The Supreme Court recently heard oral arguments in the case of Fry v. Napoleon Community Schools to decide whether children with disabilities have to “exhaust their administrative remedies” before going to court to enforce their right to use a service animal.
Ehlena Fry’s parents filed suit against their school district after the school refused to allow Ehlena to bring her service dog to school. Ehlena has cerebral palsy and her service dog, Wonder, was trained to do things like retrieve dropped items, help her balance when she used her walker, open and close doors, turn on and off lights, help her take off her coat, and help her transfer to and from the toilet. In October 2009, Ehlena wanted to attend school with Wonder’s help. The school refused her request. After 8 months and nearly at the end of the 2009-2010 school year, the school finally agreed to a 30 day trial period. During the trial period, the school continued to violate the law by not allowing Wonder to perform tasks he was trained to perform. Wonder had to remain in the back of the room during classes. The school would not allow him to accompany Ehlena during recess, lunch, computer lab and library. The school also prevented Wonder from accompanying Ehlena during activities like walking the track during “Relay for Life,” a school play and field day. The school even required Ehlena to demonstrate, in front of several adults, how she used Wonder to transfer to and from the toilet. After the trial period, the school refused to even recognize Wonder as a service animal. Ehlena’s parents eventually moved and enrolled Ehlena in a school that welcomed her and her service dog with open arms. Ehlena’s parents are suing for damages but this case really isn’t about money. It is about the right of a little girl to use her service animal, the right to dignity, and the right to autonomy and independence. It is about the ability to enforce the right to use a service animal in a timely way rather than being dragged through a lengthy, costly, and unnecessary process.

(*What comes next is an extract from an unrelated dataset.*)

PR #712, opened 2026-07-28
Read raw L2 source as strings; match prod values for the L2 code columns

hhkarimi:
## The bug

Zero-padded codes lose their leading zeros. An MA ZIP `01854` is stored as `1854`, in both the new cluster **and current prod** (prod green.Voter returns `2191` for a voter that should be `02191`).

To understand, it is important to understand some basics about the law. First, the Americans with Disabilities Act (ADA) prohibits discrimination against people with disabilities, including discrimination that takes the form of denying access with a service dog. In short, the ADA requires that people with service dogs be allowed to access public places (Title III of the ADA) and state and local government offices, including schools (Title II of the ADA). To be clear, pets aren’t allowed. Only service dogs, meaning dogs who perform work or a task related to an individual’s disability, are allowed. Generally speaking, if your rights under Title II or Title III of the ADA are violated, you can go directly to court to enforce your rights.

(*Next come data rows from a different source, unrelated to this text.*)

PR #716, opened 2026-07-29
Make election_api Person slug globally unique

danpelota:
## Summary

The public person profile URL is moving to `/people/<slug>` with no trailing UUID (see the paired election-api change adding a unique index on `Person.slug`). That makes the slug the authoritative lookup key, so it must be globally unique. Today the mart emits bare `first-last`, which collides heavily (e.g. one name maps to 82 people), so the unique-index migration cannot apply.

This makes every person slug carry an 8-hex suffix from the person id, enforces uniqueness with a dbt test, and generalizes the `slugify` macro so the whole slug is built in one call.

## Changes

- `m_election_api__person.slug` is now `slugify(first_name, last_name, left(gp_person_id, 8))` — an 8-hex suffix on every row (not only on collision), so a slug only changes if the person's id re-mints, never because a later same-name person appears. Added a `unique` test on `slug`.
- `slugify` is now variadic: it joins any number of column/string expressions with `-` and runs the existing cleaning pipeline, which drops empty/null fields and trims stray hyphens. This removes the need for the manual leading-hyphen trim (the 13 of 507k rows whose names slugify to empty now fall back cleanly to just the hex).
- Dropped `keep_hyphens` (its two branches were identical, so it was a no-op) and the orphaned `generate_candidate_slug` macro (no callers).

## Notes

- The suffix rides `gp_person_id`, minted by the earliest-member rule, so slugs are stable across ETL runs and safe under full refresh. The `unique` test is the real guarantee; if 8 hex ever collides, widen the suffix.
- Unblocks the election-api unique-index migration, which needs Person re-materialized on dev first.

## Testing

`dbt build` passes for all five `slugify`-consuming models (`m_election_api__person`, `m_election_api__candidacy`, `m_election_api__race`, `int__enhanced_place`, `int__geo_id_attributes`), including `unique_m_election_api__person_slug` against ~507k rows.

### DIFF
--- a/dbt/project/macros/slugify.sql
+++ b/dbt/project/macros/slugify.sql
@@ -1,113 +1,35 @@
-{% macro slugify(column_name, keep_hyphens=true) %}
+{% macro slugify(column_name) %}
     {#-
-        Matches npm (slugify package)[https://www.npmjs.com/package/slugify] behavior with lower=true and defaults:
-        - replacement: '-'
-        - lower: true
-        - strict: false
-        - trim: true
-
-        Args:
-            column_name: The column or string expression to slugify
-            keep_hyphens: Boolean to keep existing hyphens (default: true)
+        Slugify one or more column/string expressions into a single lowercase,
+        hyphen-joined slug. Extra positional args are joined with '-'; empty or
+        null fields drop out, so there are no leading, trailing, or doubled
+        hyphens. Matches npm (slugify)[https://www.npmjs.com/package/slugify]
+        with lower=true, replacement='-', strict=false, trim=true.
 
         Example:
             {{ slugify('title') }}
-            {{ slugify('title', keep_hyphens=false) }}
+            {{ slugify('first_name', 'last_name', "left(id, 8)") }}
     -#}
-    {% if keep_hyphens %}
-        trim(
-            both '-/'
-            from  -- trim leading/trailing hyphens and forward slashes
+    {%- set cols = [column_name] + (varargs | list) -%}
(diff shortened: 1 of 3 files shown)


danpelota:
delegate review

danpelota:
delegate review

dbt/project/macros/slugify.sql
```diff
@@ -1,113 +1,35 @@
...
-                        '-'  -- collapse multiple hyphens
-                    ),
-                    '/{2,}',
-                    '-'  -- collapse multiple forward slashes (can use '/' instead)
-                )
-        )
-    {% endif %}
-{% endmacro %}
-
-{% macro generate_candidate_slug(first_name_col, last_name_col, office_name_col=none) %}
```
danpelota, line 60: This was orphaned

oakinh:
Heads up: this DB-globally-unique-slug approach looks **superseded** by the app-side design that shipped in the person-profiles app + election-api.

That design keeps `Person.slug` intentionally NON-unique (`first-last`) and resolves `/people/<base>-<id8>` where `<id8>` = first 8 hex of the person UUID, via an indexed id-range scan in `getPersonBySlug`. Collisions are structurally impossible without a generation-time uniqueness check, so the `@unique` slug + dbt `unique` test here (and the paired `Person_slug_key` migration) aren't required for the profile URLs.

Recommend closing unless the globally-unique slug is still wanted for another consumer. Flagging to the author to confirm before we close — not closing unilaterally.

A different law, the Individuals with Disabilities Education Act (IDEA), requires schools to provide a free appropriate public education (FAPE) to children with disabilities. The law sets out procedures for finding and evaluating children with disabilities and for identifying whether children require special education and related services. Before a child qualifies for services under IDEA, the school must hold a meeting to decide if the child should be evaluated and what evaluations are needed; evaluate the child; and hold a second meeting to review the evaluations, decide if the child is eligible, and develop an individualized education plan (IEP). This is how children obtain a wide array of educational services like specialized reading instruction, speech and language therapy, and social skill instruction. After that, if there is a disagreement, the parents can request an administrative hearing. Generally, parents can’t go to court until they have completed this lengthy and costly process. This is called exhaustion of administrative remedies. Despite what school attorneys claim, it is not a simple process for parents.
When children try to attend school with their service dogs, a right they hold under the ADA, schools that are resistant say the service dog is not required under IDEA. They argue that the parents have to go through the lengthy IDEA process before they can go to court under the ADA. Lower courts have often agreed with school districts. This is true even if the parent is not asking the school to provide any special education or related service and is only asking that the child be allowed to attend with the child’s service animal. Because the parent could receive a remedy under IDEA, some lower courts have said, the case has to go through the IDEA administrative hearings process.
So, under these lower court holdings: if the local movie theater, hospital, or town hall refuses entry to a person with a service animal, that person can go straight to court to enforce their rights under the ADA. If a school refuses to allow a student to enter with a service animal, that child is forced to go through the lengthy and costly IDEA process before she can go to court to enforce her right to bring her service animal. While that happens, the child has to attend school without her service animal, putting the critically important bond between the child and service dog at risk. That’s just wrong. Let’s hope the Supreme Court agrees.